Tres. Es difícil imaginar una puesta en escena más limpia, más perfecta, más tajante que la que Xavier Albertí ha concebido para Orgía. Albertí es, ante todo, un músico, con un oído extraordinario para todos los ritmos, los ecos, los matices de una partitura. De entrada, ha contado con una traducción al catalán de un gran poeta, Narcís Comadira. Y con tres intérpretes de altura: Pere Arquillué (El Hombre), Lina Lambert (La Mujer) y Alicia Pérez (La Prostituta).
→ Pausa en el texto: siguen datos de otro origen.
PR #132, opened 2021-03-22
Resolves #130 : Limit max items returned in paginated query

### LINKED ISSUE #130: Feature Request: Limit max items returned in paginated query
https://github.com/seermedical/seer-py/blob/ec2599f0392f277c5bbf1b2643104e0b9dc06725/seerpy/seerpy.py#L158

Can I suggest that we add a parameter to the `client.get_paginated_response()` that limits the total amount of items that it returns? Currently we have `limit` which limits the amount of items returned per page in the paginated request. But nothing to limit the total number of items returned. 

I am happy to implement this. I just want to get peoples input on this idea, and what the argument should be called. Can I suggest calling it `max_items`?

**NOTE:** for queries such as the following, which contain nested lists of items, the `max_items` would only affect the outer list (2 `users`, irrespective of how many `surveys` for those users).

```
query userSurveysLimit{
  users(offset: 82, limit:2){
    username
    surveys{
        id
    }
  }
}
```

**Where it is useful**

When getting studies, we currently have `client.get_studies()` which gets ALL studies that the user has access to. If a user or developer is just experimenting, they may not want to wait around for 10 or more minutes to get ALL studies. Its an unpleasant experience.

**Upstream changes**

If this idea is accepted, I suggest also adding the same arguments to all other functions that call `get_paginated_response`, such as `get_studies()` `get_studies_dataframe()`, etc.

I am happy to implement this as well.

Besides the functions in `seerpy.py` are there any other calls to `client.get_paginated_response()` that i should know about?

ronrest:
I have added the `max_items` parameter to the following functions.

```python
get_paginated_response()

get_studies()
get_studies_dataframe()
get_patients()
get_mood_survey_results()
get_mood_survey_results_dataframe()
get_labels()
get_labels_dataframe()
get_diary_insights()
get_user_ids_in_user_cohort()
get_study_ids_in_study_cohort()
get_diary_study_labels()
get_diary_study_labels_dataframe()
```

## Ommited

I have not added `max_items` to the following functions

```python
get_organizations()                 # number of organizations is too few, so didnt implement
                                    # pagination
get_organisations_dataframe()

get_all_bookings()                  # Underlying GraphQL query for Bookings does not support
                                    # pagination. But i did allow  for a `includeCancelled` option
                                    # to be used
get_all_bookings_dataframe()        # As above

get_diary_study_label_groups()      # As per a TODO comment in the function, its unlikely that we
                                    # will get more than 20 items
get_diary_study_label_groups_dataframe() # As above

get_diary_labels()                  # Contains nesting that would make it unintuitive to use
                                    # `max_items`
                                    # eg, for each user, the results can contain contain multiple
                                    # `labelGroups` and for each `labelGroup` there can be multiple
                                    # `labels`
get_diary_labels_dataframe()        # As above


get_diary_medication_alerts()       # Contains nesting that would make it unintuitive to use
                                    # `max_items`
                                    # multiple items at the ["alerts"] level
                                    # multiple items at the ["alerts", "labels"] level
                                    # multiple items at the ["alerts", "labels", "doses"] level
get_diary_medication_alert_windows()# Contains nesting that would make it unintuitive to use
                                    # `max_items`
                                    # multiple items at ["alerts"] level
                                    # multiple items at ["alerts", "windows"] level
```

Also, ones that we could potentially add the option to in the future

```python
get_diary_study_channel_groups()    # currenlty it runs as a single query call.
                                    # how many channel groups are there for diary studies?
                                    # could it benefit from having a max_limit

get_diary_study_channel_groups_dataframe() # As above
```

## Testing

I have performed some preliminary sanity checks on the following:

```python
get_studies()
get_studies_dataframe()
get_patients()
get_mood_survey_results()
get_mood_survey_results_dataframe()
```

Ones I havent tested so far

```python
get_labels()
get_labels_dataframe()

get_diary_insights()                # Havent found any records with diary insights to check
get_user_ids_in_user_cohort()       # Havent found any any cohort ids to check
get_study_ids_in_study_cohort()     # havent found any study cohort ids to check

get_diary_study_labels()            # havnt found any patients with diary study labels to check
get_diary_study_labels_dataframe()  # as above
```

### DIFF
--- a/seerpy/graphql.py
+++ b/seerpy/graphql.py
@@ -408,6 +408,27 @@ GET_PATIENTS = """
         }
     }"""
 
+
+GET_PATIENTS_PAGED = """
+    query patientsPaged(
+                  $limit: PaginationAmount,
+                  $offset: Int) {
+        patients (limit: $limit, offset: $offset) {
+          id
+          user {
+              id
+              fullName
+              shortName
+              email
+              lastActive
+              lastInsightGenerated
+              preferredTimezone
+          }
+        }
+    }
+    """
+
+
 GET_DIARY_INSIGHTS_PAGED = """
     query patient($patient_id: String!,
                   $limit: PaginationAmount,
--- a/seerpy/graphql.py
+++ b/seerpy/graphql.py
@@ -671,6 +671,55 @@ def get_bookings_query_string(organisation_id, start_time, end_time):
             }""" % (organisation_id, start_time, end_time)
 
 
+# NOTE: This provides more flexibility than using `get_bookings_query_string()`
+#       eg, allowing null values for variables.
+# But it is not plug and play compatible with the returned value of that
+# function, so keeping this separate.
+# TODO: maybe remove get_bookings_query_string()
+ORGANIZATION_BOOKINGS = """
+    query organizationBookings($organization_id: String!, $startTime: Float, $endTime: Float, $includeCancelled: Boolean = false){
+        organisation(id: $organization_id) {
+            bookings(startTime: $startTime, endTime: $endTime, includeCancelled: $includeCancelled) {
+                id
+                equipmentItems {
+                    name
+                    equipmentType {
+                        type
+                    }
+                }
+                bookingTemplate {
+                    name
+                }
+                referral {
+                    id
+                }
+                startTime {
+                    datetime
+                    timezone
+                }
+                endTime {
+                    datetime
+                    timezone
+                }
+                patient {
+                    id
+                    user {
+                        fullName
+                    }
+                    studies {
+                        id
+                        name
+                    }
+                }
+                location {
+                        name
+                        suburb
+                        }
+            }
+        }
+    }"""
+
+
 def get_diary_study_label_groups_string(patient_id, limit, offset):
 
     return """
--- a/seerpy/seerpy.py
+++ b/seerpy/seerpy.py
@@ -577,7 +577,8 @@ class SeerConnect:  # pylint: disable=too-many-public-methods
         study_df: pd.DataFrame
             DataFrame with details of all matching studies
         """
-        studies = self.get_studies(limit=limit, search_term=search_term, party_id=party_id, max_items=max_items)
+        studies = self.get_studies(limit=limit, search_term=search_term, party_id=party_id,
+            max_items=max_items)
         studies_dataframe = json_normalize(studies).sort_index(axis=1)
         return studies_dataframe.drop('patient', errors='ignore', axis='columns')
 
@@ -787,7 +788,8 @@ class SeerConnect:  # pylint: disable=too-many-public-methods
         return data_chunk_urls
 
     # pylint:disable=too-many-arguments
-    def get_labels(self, study_id, label_group_id, from_time=0, to_time=9e12, limit=200, offset=0, max_items=None):
+    def get_labels(self, study_id, label_group_id, from_time=0, to_time=9e12, limit=200, offset=0,
+        max_items=None):
         """
         Get labels for a given study and label group.
 
@@ -1625,7 +1627,8 @@ class SeerConnect:  # pylint: disable=too-many-public-methods
 
         return response['organisation']['bookings']
 
-    def get_all_bookings_dataframe(self, organisation_id, start_time, end_time, include_cancelled=False):
+    def get_all_bookings_dataframe(self, organisation_id, start_time, end_time,
+        include_cancelled=False):
         """
         Get all bookings for any studies that are active at any point between
         `start_time` and `end_time` as a DataFrame. See `get_all_bookings()`.
@@ -1915,7 +1918,8 @@ class SeerConnect:  # pylint: disable=too-many-public-methods
                                            max_items=max_items
                                            )
 
-    def get_mood_survey_results_dataframe(self, survey_template_ids, limit=200, offset=0, max_items=None):
+    def get_mood_survey_results_dataframe(self, survey_template_ids, limit=200, offset=0,
+        max_items=None):
         """
         Get mood survey results as a DataFrame. See `get_mood_survey_results()`
         for details.
--- a/seerpy/seerpy.py
+++ b/seerpy/seerpy.py
@@ -234,14 +234,14 @@ class SeerConnect:  # pylint: disable=too-many-public-methods
                                           party_id=party_id)
 
             # select the part of the response we are interested in
-            response = utils.get_nested_dict_item(response, *object_path)
+            response = utils.get_nested_dict_item(response, object_path)
 
 
             # select the part of the response which can vary. if iteration_path is None this will be
             # the same as the part of the response we are interested in
             response_increment = response
             if iteration_path:
-                response_increment = utils.get_nested_dict_item(response_increment, *iteration_path)
+                response_increment = utils.get_nested_dict_item(response_increment, iteration_path)
             if not response_increment:
                 # if the part of the response which varies is empty, we are finished iterating
                 break
@@ -257,7 +257,7 @@ class SeerConnect:  # pylint: disable=too-many-public-methods
                 # otherwise add the response increment to the existing result at the correct level
                 values_container = result
                 if iteration_path:
-                    values_container = utils.get_nested_dict_item(values_container, *iteration_path)
+                    values_container = utils.get_nested_dict_item(values_container, iteration_path)
                 values_container.extend(response_increment)
 
             offset += limit
--- a/seerpy/seerpy.py
+++ b/seerpy/seerpy.py
@@ -1616,6 +1616,7 @@ class SeerConnect:  # pylint: disable=too-many-public-methods
             'patient', 'referral', 'equipmentItems', and 'location'
         """
         # TODO: paginate using the new resource schema
+        assert (start_time is not None) and (end_time is not None), "start_time and end_time should not be None"
         query_string = graphql.ORGANIZATION_BOOKINGS
         vars = dict(organization_id=organisation_id, startTime=start_time, endTime=end_time,
                     includeCancelled=include_cancelled)
--- a/seerpy/seerpy.py
+++ b/seerpy/seerpy.py
@@ -184,12 +184,12 @@ class SeerConnect:  # pylint: disable=too-many-public-methods
             vary with each query iteration. If None then the response varies at
             the path given by object_path.
 
-            Eg: We may be interested in the surveys for a user. The heirarchy
-            will look something like ["user", "surveys"]. We are interested in
-            keeping the user information, although this doesnt change with each
-            iteration, so we set `object_path=["user"]`. But we actually want
-            to iterate through the survey  information, which does change with
-            each iteration, so we set `iteration_path=["surveys"]`
+            e.g. We may be interested in the surveys for a user, while keeping
+            information about the user. The hierarchy will look something like
+            ["user", "surveys"]. At the "user" level, it contains the user
+            information which we want to keep, so we set `object_path=["user"]`.
+            But we cannot iterate at this level, we want to iterate at the
+            "surveys" level, so we set `iteration_path=["surveys"]`
         party_id : str, optional
             The organisation/entity to specify for the query
         max_items: int, optional
--- a/seerpy/seerpy.py
+++ b/seerpy/seerpy.py
@@ -1615,7 +1615,7 @@ class SeerConnect:  # pylint: disable=too-many-public-methods
             Booking information, with keys including 'id', 'startTime', 'endTime',
             'patient', 'referral', 'equipmentItems', and 'location'
         """
-        # TODO: request changes to seer-api so we can perform pagination
+        # TODO: paginate using the new resource schema
         query_string = graphql.ORGANIZATION_BOOKINGS
         vars = dict(organization_id=organisation_id, startTime=start_time, endTime=end_time,
                     includeCancelled=include_cancelled)
--- a/seerpy/seerpy.py
+++ b/seerpy/seerpy.py
@@ -171,7 +171,8 @@ class SeerConnect:  # pylint: disable=too-many-public-methods
         variable_values : dict, optional
             Values for GraphQL to substitute into the query
         limit : int
-            Batch size for repeated API calls
+            Batch size for repeated API calls. Does not affect the total number
+            of items retrieved
         object_path : list of str
             One or more levels of key giving the path to the object to be returned
             e.g. ['userCohort', 'users'] for a query response of
@@ -801,7 +802,8 @@ class SeerConnect:  # pylint: disable=too-many-public-methods
         to_time : int, optional
             Timestamp in msec - only retrieve data up until this point
         limit : int, optional
-            Batch size for repeated API calls
+            Batch size for repeated API calls. Does not affect the total number
+            of items retrieved
         offset : int, optional
             Index of first label to retrieve
         max_items: int, optional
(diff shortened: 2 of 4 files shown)


seerpy/graphql.py
```diff
@@ -650,6 +671,55 @@ def get_bookings_query_string(organisation_id, start_time, end_time):
             }""" % (organisation_id, start_time, end_time)
 
 
+# NOTE: This provides more flexibility than using `get_bookings_query_string()`
+#       eg, allowing null values for variables.
+# But it is not plug and play compatible with the returned value of that
+# function, so keeping this separate.
+# TODO: maybe remove get_bookings_query_string()
+ORGANIZATION_BOOKINGS = """
```
norrishd, line 679: IMO this is a good improvement over `get_bookings_query_string()`. I have a couple of uncertainties:

1. Maybe it's a bit fraught to allow null values for `startTime` and `endTime`? There are thousands of bookings, and with no pagination as well...
1. Did you tune in for the workshop on the new "resources" schema? It allows for pagination for bookings, and if we're going to update queries in `seer-py` I think @cheewee-seer would approve of us switching to the new schema. That might be a slightly bigger piece though...

seerpy/seerpy.py
```diff
@@ -170,57 +171,94 @@ def get_paginated_response(self, query_string, variable_values, limit, object_pa
...
-            path given by object_path
+            None (default), one, or more levels of key giving the path to the
+            node (relative to the `object_path` level) where the response can
+            vary with each query iteration. If None then the response varies at
+            the path given by object_path.
+
+            Eg: We may be interested in the surveys for a user. The heirarchy
+            will look something like ["user", "surveys"]. We are interested in
+            keeping the user information, although this doesnt change with each
+            iteration, so we set `object_path=["user"]`. But we actually want
```
norrishd, line 190: Nits: "e.g." is used just above, so would be good to be consistent throughout the documentation.

The example is really helpful, though I'm a tiny bit confused by the comment - is it giving two different examples? "But we actually" reads to me like the first prescription is actually wrong. Maybe a slight rephrasing to "If we are interested in... If we instead want to iterate through..."

Also there's a double space with "survey  information" :-)

seerpy/seerpy.py
```diff
@@ -170,57 +171,94 @@ def get_paginated_response(self, query_string, variable_values, limit, object_pa
...
+            to iterate through the survey  information, which does change with
+            each iteration, so we set `iteration_path=["surveys"]`
         party_id : str, optional
             The organisation/entity to specify for the query
+        max_items: int, optional
+            max number of items to return. In the case of queries containing
```
norrishd, line 196: More nits: Probably good to capitalise the first word ("Max") to be consistent with the documentation of other args. This goes for all the other methods where `max_items` has been added.

seerpy/seerpy.py
```diff
@@ -170,57 +171,94 @@ def get_paginated_response(self, query_string, variable_values, limit, object_pa
...
+            querying a single user, and the list of surveys for this user, then
+            it limits the number surveys to 10 for this user, while still
+            returning the information at the `user` level.
 
         Returns
         -------
         responses: list of dict
             List of query result dictionaries
         """
+        variable_values = deepcopy(variable_values) # prevent local changes affecting external one
```
norrishd, line 215: Nits: PEP likes two spaces before in-line comments. Ditto the comment just below

seerpy/seerpy.py
```diff
@@ -170,57 +171,94 @@ def get_paginated_response(self, query_string, variable_values, limit, object_pa
...
-                for key in iteration_path:
-                    response_increment = response_increment[key]
+                response_increment = utils.get_nested_dict_item(response_increment, *iteration_path)
             if not response_increment:
                 # if the part of the response which varies is empty, we are finished iterating
                 break
 
+            # Update the number of items received
+            total_items_returned += len(response)
+            # print(f"items: {len(response)}  limit: {limit}  fetched: {total_items_returned} remain: {remaining_items}") # for debuging purposes
```
norrishd, line 251: Accidentally left this in!

seerpy/seerpy.py
```diff
@@ -1009,38 +1069,55 @@ def get_user_from_patient_dataframe(self, patient_id):
             return pd.DataFrame()
         return json_normalize(patient).sort_index(axis=1)
 
-    def get_patients(self, party_id=None):
+    def get_patients(self, party_id=None, limit=50, max_items=None):
```
norrishd, line 1072: Did you do any experimenting with whether 50 is a good size? My intuition is that we could probably go a fair bit higher to improve performance, though I'm not sure who to check this with.

seerpy/seerpy.py
```diff
@@ -1521,18 +1608,27 @@ def get_all_bookings(self, organisation_id, start_time, end_time):
...
+            Whether to include cancelled bookings
         Returns
         -------
         bookings : list of dict
             Booking information, with keys including 'id', 'startTime', 'endTime',
             'patient', 'referral', 'equipmentItems', and 'location'
         """
-        query_string = graphql.get_bookings_query_string(organisation_id, start_time, end_time)
-        response = self.execute_query(query_string)
+        # TODO: request changes to seer-api so we can perform pagination
```
norrishd, line 1619: See my other comment - we can perform pagination :-)

seerpy/seerpy.py
```diff
@@ -1521,18 +1608,27 @@ def get_all_bookings(self, organisation_id, start_time, end_time):
...
+        query_string = graphql.ORGANIZATION_BOOKINGS
+        vars = dict(organization_id=organisation_id, startTime=start_time, endTime=end_time,
+                    includeCancelled=include_cancelled)
+        response = self.execute_query(query_string, variable_values=vars)
+
+        # query_string = graphql.get_bookings_query_string(organisation_id, start_time, end_time)
+        # response = self.execute_query(query_string)
```
norrishd, line 1626: Good not to leave commented-out code in there

seerpy/seerpy.py
```diff
@@ -1508,7 +1595,7 @@ def get_channel_data(self, all_data, segment_urls=None, download_function=reques
         return utils.get_channel_data(all_data, segment_urls, download_function, threads, from_time,
                                       to_time)
 
-    def get_all_bookings(self, organisation_id, start_time, end_time):
+    def get_all_bookings(self, organisation_id, start_time, end_time, include_cancelled=False):
```
norrishd, line 1598: Do you know if the previous default would have implicitly been `True` for including cancelled bookings? If so this means a breaking change for consumers, so we'd need to bump the major version number. If it's not breaking we should bump the minor version number as new functionality has been added (in _setup.py_) - https://semver.org/

seerpy/seerpy.py
```diff
@@ -1521,18 +1608,27 @@ def get_all_bookings(self, organisation_id, start_time, end_time):
...
         Returns
         -------
         bookings : list of dict
             Booking information, with keys including 'id', 'startTime', 'endTime',
             'patient', 'referral', 'equipmentItems', and 'location'
         """
-        query_string = graphql.get_bookings_query_string(organisation_id, start_time, end_time)
-        response = self.execute_query(query_string)
+        # TODO: request changes to seer-api so we can perform pagination
+        query_string = graphql.ORGANIZATION_BOOKINGS
```
norrishd, line 1620: Subjective opinion: could just pass this into the `execute_query()` call without first assigning to a variable? Your call though, I don't really mind.

seerpy/utils.py
```diff
@@ -522,3 +522,99 @@ def quote_str(value):
...
+    func:   function object
+        The function to run
+    *args:
+        positional arguments to pass to `func`
+    **kwargs:
+        keyword arguments to pass to `func`
+
+    Returns
+    ----------
+    bool
```
norrishd, line 546: What is the purpose of adding this function? I can't see anywhere else in the repo that it's used.

seerpy/utils.py
```diff
@@ -522,3 +522,99 @@ def quote_str(value):
...
+
+def get_nested_dict_item(d, *keys, allow_missing_keys=False, default=None):
+    """
+    Given a dictionary with potentially many nested dictionaries, get the
+    value of one of the nested keys by providing the sequence of keys as
+    arguments.
+
+    Parameters
+    ----------
+    d: dict
```
norrishd, line 576: A more descriptive variable name than `d` would be good. I know it's extremely obvious what it is, and there's an immediate description, but it's a general good practice.

seerpy/utils.py
```diff
@@ -522,3 +522,99 @@ def quote_str(value):
...
+        The dictionary
+    *keys:
```
norrishd, line 578: Would it be safer/clearer for this to take a list of str? IDK if there's any risk of `allow_missing_keys` and `default` being mixed in with the other keys - there might not be, in which case feel free to delete this comment!

seerpy/utils.py
```diff
@@ -522,3 +522,99 @@ def quote_str(value):
...
+        The sequence of keys to traverse along the heirarchy of the dictionary
+    allow_missing_keys: bool, optional
+        Allow travering along missing keys? If so, this acts like the
```
norrishd, line 581: "traversing"

norrishd (changes requested):
Awesome work and thanks for the proactive approach in improving the repo!

I've made a number of changes, most of them small nit-picky things.

However more importantly, a number of the tests failed on Buildkite - https://buildkite.com/seer-medical/seer-py/builds/658#9195c5c2-7e8e-4729-839c-8d8cb932753f

I'm not sure if they're due to your changes to `get_paginated_response()` or were previously failing and no one noticed, but would you be able to double check?

seerpy/utils.py
ronrest: I dont think there is a danger of that, `allow_missing_keys` and `default` need to be passed in as keyword arguments. But, as you say,  it is perhaps cleaner to have the keys as a list of strings. It will allow a user to pass a variable containing the list of keys without having to prefix it with a `*` to unpack the values.

ronrest: fixed this

seerpy/utils.py
ronrest: fixed this

seerpy/utils.py
ronrest: This is a tricky one. 

- I cant have it as `dict` because that is a reserved name. 
- I changed it to `dct`, which im not sure is really any better than just `d`
- I could have something like `input_dict`, but then it starts to get a bit too verbose

Do you have any other suggestions for the name?

seerpy/utils.py
ronrest: Was essentially there for testing that a function throws the expected Error. But unnecessary now that you have pointed out the `pytest` library.

Deleted this function

seerpy/seerpy.py
ronrest: I think it keeps it consistent with all the other functions to have this.

seerpy/seerpy.py
ronrest: fixed

seerpy/seerpy.py
ronrest: Agreed, it was a little confusing. I rewrote it as follows, do you think it makes more sense now? 

```
e.g. We may be interested in the surveys for a user, while keeping
information about the user. The hierarchy will look something like
["user", "surveys"]. At the "user" level, it contains the user
information which we want to keep, so we set `object_path=["user"]`.
But we cannot iterate at this level, we want to iterate at the
"surveys" level, so we set `iteration_path=["surveys"]`
```

seerpy/seerpy.py
ronrest: fixed

seerpy/seerpy.py
ronrest: fixed

seerpy/seerpy.py
ronrest: fixed

seerpy/graphql.py
ronrest: 1. added an assert statement as a temporary measure to protect against this while it remains non-paginated.
  ```assert (start_time is not None) and (end_time is not None), "start_time and end_time should not be None"```
2. This should maybe be done in a separate pull request. It will be a bigger task.

seerpy/seerpy.py
ronrest: We should treat the migration to resource schema as a separate pull request

seerpy/seerpy.py
ronrest: The default in the graphql api was already `False`

image

seerpy/seerpy.py
norrishd: Yep I get it now!

seerpy/seerpy.py
norrishd: Yep agreed! Matias is interested in this too.

seerpy/utils.py
norrishd: Haha yeah variable naming, one of the two hard problems! Anything like `input_dict`, `nested_dict`, `dict_of_dict` seems fine to me.

seerpy/graphql.py
norrishd: Agreed, that should be a separate PR 👍

seerpy/seerpy.py
ronrest: You are correct. Setting it at a limit of `50` is painfullly slow. Running this at

Running this a few times at different `limit` values and averaging the time it takes to get ALL patients we get:

- At a value of `20,00` or above, it times out.
- At a value of `15,000` it sometimes times out.
- At a value of `10,000` it is the quickest, but could potentially time out for each page if the network is slow.
- At a value of `5,000`, it is only a bit slower than setting it to `10,000`, but potentially much safer.

| limit | time_secs | notes |
|------:|----------:| :--- |
| 15000 |   91.966 | high due to some timeouts |
| 10000 |   31.935 |  |
|  8000 |   33.132 |  |
|  7000 |   36.382 |  |
|  6000 |   38.010 |  |
|  5000 |   38.728 |  |
|  4000 |   41.985 |  |
|  3000 |   46.052 |  |
|  2000 |   46.223 |  |
|  1000 |   54.295 |  |
|   500 |  126.446 |  |
|   200 |  232.004 |  |
|   100 |  347.360 |  |
|    50 |  705.313 |  |


So setting limit to `5000`

seerpy/utils.py
ronrest: changed it to `input_dict `

ronrest:
Ready for re-review. 

It passes all the tests locally. Not sure how to trigger the build-kite tests though.

seerpy/seerpy.py
```diff
@@ -483,19 +520,22 @@ def get_study_ids(self, limit=50, search_term='', party_id=None):
...
-            Batch size for repeated API calls
+            Batch size for repeated API calls. Does not affect the total number
+            of items retrieved
         search_term : str
             Filter results to studies including this string, either in the study
             name or patient name. Not case sensitive.
         party_id : str
             The organisation/entity to specify for the query
+        max_items: int, optional
+            max number of studies to return.
```
norrishd, line 538: No worries if you don't change, but would be good to capitalise the "max" in the docstrings for all the functions that now have `max_items`

norrishd (approved):
Looks great! Could you please also bump the minor version number in _setup.py_?

seerpy/seerpy.py
ronrest: Ooops, i missed that. Fixed now :)

ronrest:
Bumped up the version number to 0.5.0

norrishd (approved):
Woop woop!

matias-seer (approved):
Looks good. thanks for making the effort to improves these functions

Ellas forman parte, por así decirlo, de su 'compañía inestable'. Lina Lambert, una actriz de culto creciente, formada en Londres, se reveló, a sus órdenes, en Libración, de Lluisa Cunillé; desde entonces, su carrera no ha hecho sino crecer en elegancia y densidad poética. Alicia Pérez, fulgurante también desde la Ofelia de su Hamlet, nunca ha dado un paso en falso bajo su batuta. Arquillué trabaja con Albertí por primera vez; es un 'nuevo Arquillué', que comenzó a dejar ver su lado oscuro, inquietante, en su admirable trabajo en Old Times, de Pinter, dirigido por Carme Portaceli, y que aquí está insuperable, haciéndonos comprender que, como se clama en el texto, sus blasfemias son plegarias secretas. La efectividad de una función tan dura y difícil como Orgía se mide por la calidad del silencio que genera en el público: la noche del estreno, sus tres intérpretes salieron a luchar a pelo, en un espacio desnudo, y cortaron la respiración de la audiencia, encerrándola en un puño desde los primeros minutos. Un trabajo tan desnudo como ese espacio, y tan arriesgado como ese texto suicida.